En effet, la PrEP est systématiquement présentée avant les préservatifs dans les jeunes New-Yorkais.Campagne publicitaire « Jouez en toute confiance » On la retrouve dans le métro de toute la ville. La culture populaire s'est également emparée de la PrEP, qui a récemment servi d'intrigue dans des séries télévisées comme « Looking » sur HBO et « How to Get Away With Murder » sur ABC.
Cela fonctionne manifestement : les jeunes hommes gays de la génération Y affichent désormais allègrement — et fièrement — annoncer leur utilisation d'antirétroviraux Un peu comme la génération X qui s'était autoproclamée pionnière en matière d'antidépresseurs. Sauf que la PrEP n'est pas du Prozac, et prévenir le VIH est bien plus complexe que de simplement gérer une dépression post-adolescente.
Ce que nous savons de la PrEP, c'est qu'elle est efficace, et même très efficace – à tel point que des études menées à San Francisco confirment son rôle dans l'aide apportée aux personnes atteintes de cancer. réduire les nouveaux cas de VIH à des niveaux records pour la villeMais il reste encore trop d'inconnues concernant la PrEP pour que les autorités de l'État et de la ville de New York puissent en faire la pierre angulaire de la lutte contre l'épidémie de VIH.

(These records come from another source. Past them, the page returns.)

PR #2167, opened 2021-06-16
Add reloading on addtional directories

### LINKED ISSUE #2143: Auto reload resource files in the a Sanic app
When a Sanic app is in production, I use different configs for development, staging, and production. I use 3 YAML files to implement that. However, they are not tracked by auto_reload in the development environment. I would be happy to be able to see Sanic can restart when I change the config.

It can be a helper API to register resources for auto_reload. importlib provides a semantic method [`importlib.resources.read_text`](https://docs.python.org/3/library/importlib.html#importlib.resources.read_text). It does no more than read(<file>, 'r'). It might be nice to hook with readers from importlib.

**Additional context**
Example app structure:
```
awesomeapp
| - config
   | - development.yaml
   | - staging.yaml
   | - production.yaml
| app.py
| __init__.py
```

Potential API signature:
`sanic.resources.read_text(package, resource, encoding='utf-8', errors='strict')`

ahopkins:
Resolves #2143 

This allows the auto-reloader to watch additional directories beyond just the Python modules for changes. Implemented in two ways:

**Via app.run**
```python
app.run(..., reload_dir="./some/path")
# or
app.run(..., reload_dir=["./some/path", "./some/other/path"])
```

**Via cli**
```
sanic --reload-dir=./some/path
sanic -D ./some/path -D ./some/other/path
```

### DIFF
--- a/sanic/reloader_helpers.py
+++ b/sanic/reloader_helpers.py
@@ -3,6 +3,7 @@ import signal
 import subprocess
 import sys
 
+from pathlib import Path
 from time import sleep
 
 from sanic.config import BASE_LOGO
@@ -59,6 +60,20 @@ def restart_with_reloader():
     )
 
 
+def _check_file(filename, mtimes):
+    need_reload = False
+
+    mtime = os.stat(filename).st_mtime
+    old_time = mtimes.get(filename)
+    if old_time is None:
+        mtimes[filename] = mtime
+    elif mtime > old_time:
+        mtimes[filename] = mtime
+        need_reload = True
+
+    return need_reload
+
+
 def watchdog(sleep_interval, app):
     """Watch project files, restart worker process if a change happened.
 
@@ -85,18 +100,22 @@ def watchdog(sleep_interval, app):
         while True:
             need_reload = False
 
-            for filename in _iter_module_files():
-                try:
-                    mtime = os.stat(filename).st_mtime
-                except OSError:
-                    continue
+            for collection in (_iter_module_files(), *app.reload_dirs):
+                if isinstance(collection, Path):
+                    collection = collection.glob("**/*")
 
-                old_time = mtimes.get(filename)
-                if old_time is None:
-                    mtimes[filename] = mtime
-                elif mtime > old_time:
-                    mtimes[filename] = mtime
-                    need_reload = True
+                for filename in collection:
+                    try:
+                        check = _check_file(filename, mtimes)
+                    except OSError:
+                        continue
+
+                    if check:
+                        need_reload = True
+                        break
+
+                if need_reload:
+                    break
 
             if need_reload:
                 worker_process.terminate()
--- a/sanic/reloader_helpers.py
+++ b/sanic/reloader_helpers.py
@@ -36,11 +36,6 @@ def _iter_module_files():
                 yield filename
 
 
-def _iter_dirs(dirs):
-    for filename in (d.glob("**/*") for d in dirs):
-        yield filename
-
-
 def _get_args_for_reloading():
     """Returns the executable."""
     main_module = sys.modules["__main__"]
--- a/sanic/reloader_helpers.py
+++ b/sanic/reloader_helpers.py
@@ -1,9 +1,9 @@
+import itertools
 import os
 import signal
 import subprocess
 import sys
 
-from pathlib import Path
 from time import sleep
 
 from sanic.config import BASE_LOGO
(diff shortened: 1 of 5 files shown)


Tronic:
I would use name other than `include_dir`, which connotes header paths and doesn't implicate that they are used with auto-reloader only. Maybe `reloader_paths` or something alike? (can these be files too, not just folders?)

I suppose the use case for this is to handle changes in templates, config files etc?

Tronic:
Unrelated to this PR, but worth of notice is the use of livereload on client side. Dunno if there are any Sanic extensions that could already do that, and also connect with the server reloads.

ahopkins:
> I would use name other than `include_dir`

This is a good call out. I was having trouble coming up with a good name. I looked at `uvicorn`, and they use `--reload-dir`, which makes sense because their reload is `--reload`. And then... I just wrote it off. But, looking back on it again during the daytime hours with some more caffeine in my system, and `--reload-dir` still works for our use case too.

> can these be files too, not just folders?

Not right now. I really just wanted to sneak the functionality in a fairly low touch way. The `reloader_helper.py` probably needs some more work. Under the hood it is just looping on the dir + glob.
 
> I suppose the use case for this is to handle changes in templates, config files etc?

Yeah. The other place that I have personally run into it is with maintaining openapi spec files.

> Unrelated to this PR, but worth of notice is the use of livereload on client side. Dunno if there are any Sanic extensions that could already do that, and also connect with the server reloads.

Agreed. It is probably the realm for extension. I built this that I use when working on slide presentations:

https://github.com/ahopkins/pyconil2021-liberate-your-api/blob/main/presentation/server.py

ahopkins:
Also added `--reload` as an alias to `--auto-reload`

Tronic:
Great! A could also change the short argument to `-R` to go with `-r` for reload, and perhaps change the argument name in help to DIR or PATH so this would fit in one line:
> ```
>   -D RELOAD_DIR, --reload-dir RELOAD_DIR
>                                  Extra directories to watch and reload on changes
> ```

> ```
>   -r, --reload, --auto-reload    Watch source directory for file changes and reload on changes
>   -R PATH, --reload-dir PATH     Extra directories to watch and reload on changes
> ```

Tronic:
Also unrelated to this PR, but since you are working on CLI...

Single-flag toggles for production mode (benchmark mode) and development mode would be useful:
- Production: no access logs, workers=os.cpu_count()
- Development: debug, reloader

ahopkins:
```
  -d, --debug
  -r, --reload, --auto-reload    Watch source directory for file changes and reload on changes
  -R PATH, --reload-dir PATH     Extra directories to watch and reload on changes
```

sanic/reloader_helpers.py
```diff
@@ -85,18 +100,22 @@ def interrupt_self(*args):
...
+
+                for filename in collection:
+                    try:
+                        check = _check_file(filename, mtimes)
+                    except OSError:
+                        continue
+
+                    if check:
+                        need_reload = True
+                        break
```
Tronic, line 115: Shouldn't this be inside the try block?

Also the two level iteration is a bit convoluted - I'm sure you can find a cleaner way to do it. Flatten the iterators, itertools.chain or something?

Tronic: IIRC, one needs to iterate over all the files, updating timestamps, and not return early even when differences are found. This is to avoid multiple reloads when many files are changed, so please pay attention to preserving that feature (fixed in 2019 probably).

I did not properly review this yet but overall it seems OK, especially if you double check the reloader loops and the code within. Possibly no changes required, I just cannot wrap my head around it right now.

ahopkins: > Flatten the iterators, itertools.chain or something?

Yeah... that also would give us the ability to add files individually. I was trying to sneak this change in without being too invasive and then leave another opportunity to overhaul how the whole module works with better iteration.

> Shouldn't this be inside the try block?

Will check :eyes:

> IIRC, one needs to iterate over all the files, updating timestamps, and not return early even when differences are found. This is to avoid multiple reloads when many files are changed, so please pay attention to preserving that feature (fixed in 2019 probably).

Good catch :+1:

ahopkins: > Shouldn't this be inside the try block?

You mean because of scoping? Variables are not scoped inside `try`

```
>>> try:
...  foo = 1
... except Exception:
...  ...
... 
>>> print(foo)
1
```

ahopkins: I'm not sure if this functionally is any different. The point is we still need multiple iterators since we need to generate new globs on every run.

```python
            for filename in itertools.chain(
                _iter_module_files(),
                *(d.glob("**/*") for d in app.reload_dirs),
            ):
```

Tronic: > > Shouldn't this be inside the try block?
> You mean because of scoping? Variables are not scoped inside `try`

Nevermind. The `continue` in the exception handler takes care that this code is not reached when `check` is not set, which was my concern.

Tronic (approved):

Issue #144, opened 2021-10-08
Add EntitiesQuery


kulla:
### Todos

- [x] Filter out the following types in the SQL query (the `type` is stored in the sql table `type`):

```
+-----------------------------------------+
| name                                    |
+-----------------------------------------+
| applet                                  |
| article                                 |
| course                                  |
| text-exercise                           |
| text-exercise-group                     |
| video                                   |
+-----------------------------------------+
```

- [x] Filter out trashed objects (the property `trashed` is stored in the column `uuid.trashed`)
- [x] Filter out entities from a configurable list of taxonomies / the following construct can help: https://github.com/serlo/serlo.org-database-layer/blob/099c7241b3bbc8f36e3ebc1c6e1b0f2bf629e669/src/uuid/model/taxonomy_term.rs#L168-L197
  - [x] Everything under https://de.serlo.org/community/87993/community (`taxonomy_term.id == 87993`) besides everything under https://de.serlo.org/community/106081/neue-f%C3%A4cher-und-themen (`taxonomy_term.id == 106081`)
  - [x] Everything under https://de.serlo.org/informatik/75211/baustelle (`taxonomy_term.id == 75211`)
- [x] Add Parameter "instance" (optional) which filters for the instance (= column `instance.subdomain`)
- [x] Parameter "first" which determine the number of returned values (should be smaller then 10_000, otherwise there shall be an error)
- [x] Add Parameter "lastModified" and return only entites last modified after this date

Note: There a still things to consider before we can finish this task. However we know for sure that we need the above features.

hugotiburtino:
- [X] Add feature tests

kulla:
The output shall be changed from a dict of the form `{ entityIds: number[] }` to a dict `{ entitties: object[] }`. The objects shall the same as in https://nbviewer.org/github/serlo/evaluations/blob/2f19c47fa4ca91cb80ac77f29407edf1f6c3f617/Export%20of%20metadata%20to%20BIRD.ipynb#Fetching-metadata-from-the-DB The code also contains SQL statements and methods how to compute the values.

PR #146, opened 2021-10-12
EntitiesQuery

kulla:
See #144


src/uuid/model/entity/mod.rs
```diff
@@ -404,9 +404,19 @@ impl Entity {
...
+    ///
+    /// See Issue #144
     async fn find_entity_ids<'a, E>(
         after: Option<i32>,
         instance: Option<&String>,
+        first: Option<i32>,
+        last_modified: Option<&String>,
         executor: E,
     ) -> Result<Vec<i32>, sqlx::Error>
     where
```
kulla: Idea: We can add the payload struct as an argument as in https://github.com/serlo/serlo.org-database-layer/pull/145/commits/91b3ef8ca17d42a6db5cb23acaa5c5c5dec96673#diff-53630e1968a2dca78c40a46aa0b0cbd39e68220836815c497abf9120f29269b2R97

src/uuid/model/entity/messages.rs
```diff
@@ -40,12 +40,15 @@ impl MessageResponder for EntityMessage {
...
 mod entities_query {
     use super::*;
+    use crate::operation::Error;
 
     #[derive(Deserialize, Serialize)]
     #[serde(rename_all = "camelCase")]
     pub struct Payload {
         after: Option<i32>,
         instance: Option<String>,
+        first: Option<i32>,
```
kulla, line 50: Okay, I had a look: Can be changed from `Option<i32>` to `i32`

src/uuid/model/entity/mod.rs
```diff
@@ -421,11 +431,16 @@ impl Entity {
                     WHERE entity.id > ?
                     AND (? is NULL or instance.subdomain = ?)
                     AND uuid.trashed = 0
-                    ORDER by entity.id limit 500
+                    AND entity.type_id NOT IN (48, 3, 7, 1, 4, 6)
+                    AND entity.date > ?
```
kulla, line 435: You need to check against `entity_revision.date` like in

```sql
select * from entity join entity_revision on entity.current_revision_id = entity_revision.id where entity_revision.date > Date("2015-10-18");
```

kulla:
@hugotiburtino Before it can be merged the following need to be done:

- [ ] The tests need to be updated to test against the current code
- [ ] We need to check whether it is best practice to use `http` instead of `https` in IRIs (have seen this in other examples)
- [ ] Maybe we want to move the code into an extra module for metadata?!

PR #148, opened 2021-10-19
cargo workspace, minor improvements

inyono:


Cargo.toml
```diff
@@ -1,29 +1,6 @@
...
-sentry-actix = { git = "https://github.com/fourbs-net/sentry-rust", branch = "update-actix" }
-serde = "1.0.0"
-serde_json = "1.0.0"
-sophia = "0.7.0"
-sqlx = { version = "0.5.0", features = ["chrono", "offline", "json", "mysql", "runtime-actix-native-tls"] }
-thiserror = "1.0.0"
-
-[dev-dependencies]
-test-utils = { path="test-utils" }
+members = [
```
inyono, line 3: - Makes sure that we have a single `Cargo.lock` (so no differences in SQLX versions for example).
- Makes sure that we have a common `target` directory, so compile times might be faster in some cases.

.gitignore
```diff
@@ -1,4 +1,5 @@
 /target
+/server/target
```
inyono, line 2: While cargo workspace has a common target directory in `/target`, we still need the project-specific directories because sqlx adds some files 🤷‍♂️

kulla (approved):
Thx!

PR #155, opened 2021-10-29
Restructure + rename modules in integration tests

kulla:
See https://github.com/serlo/serlo.org-database-layer/blob/restructure-tests/server/tests/user.rs for an example. The test output then looks like:

```
     Running tests/user.rs (target/debug/deps/user-1b051eb3e1ac0173)

running 5 tests
test user_activity_by_type_query::returns_user_activity ... ok
test user_potential_spam_users_query::fails_when_first_parameter_is_too_high ... ok
test user_delete_bots_mutation::deletes_a_user_permanentely ... ok
test user_potential_spam_users_query::returns_user_with_a_description ... ok
test user_potential_spam_users_query::with_after_parameter ... ok
```

I am also fine with storing those integration tests in `src/...`, though.

Shall we rewrite most tests into this scheme?


inyono (approved):
Probably fine and more readable. Maybe we could check whether naming the tests module `tests` is a best-practice in the Rust community? If so, `foo_tests` might be an alternative.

Les premières données suggèrent que la PrEP a relativement peu d'effets secondaires immédiatsMais ces données datent d'à peine cinq ans, et de nombreuses recherches documentent ce phénomène. dommages inévitables liés à l'utilisation prolongée d'antirétroviraux a sur le corps. De plus, ces mêmes études de succès menées à San Francisco indiquent également une baisse de l'utilisation du préservatif, ainsi qu'une diminution de… augmentation inquiétante des maladies sexuellement transmissibles chez les personnes prenant la PrEP, y compris des affections graves comme la syphilis.
Au-delà des questions scientifiques, la PrEP se résume finalement à une question de bon sens : où est la logique de prescrire un médicament pour prévenir une maladie qui doit finalement être traitée avec exactement le même médicament ?
Les partisans de la PrEP affirment que les utilisateurs peuvent l'interrompre et la reprendre selon leurs besoins, en remplaçant les comprimés par des préservatifs ou d'autres méthodes de contraception plus sûres. Mais si des générations ayant grandi avec le préservatif ont aujourd'hui du mal à maintenir cette pratique, comment peut-on espérer que la génération suivante soit prudente si elle n'est jamais encouragée à utiliser des préservatifs ?
Comme pour de nombreuses causes progressistes, les partisans de la PrEP se montrent farouchement intolérants à toute critique ou dissidence. Ceux qui contestent la PrEP sur le plan politique sont rapidement… qualifiés de « négationnistes »,tandis que ceux qui critiquent ses conséquences culturelles sont accusés de «« faire honte » aux utilisateurs de la PrEP.
Absurde. Remettre en question l'importance soudaine de la PrEP ne nie pas son efficacité et ne porte pas jugement sur ceux qui la prennent. En réalité, en l'absence de traitement curatif contre le VIH, la PrEP joue un rôle essentiel dans la lutte contre le virus. Le seul déni consiste à prétendre que ce rôle est la seule méthode à notre disposition.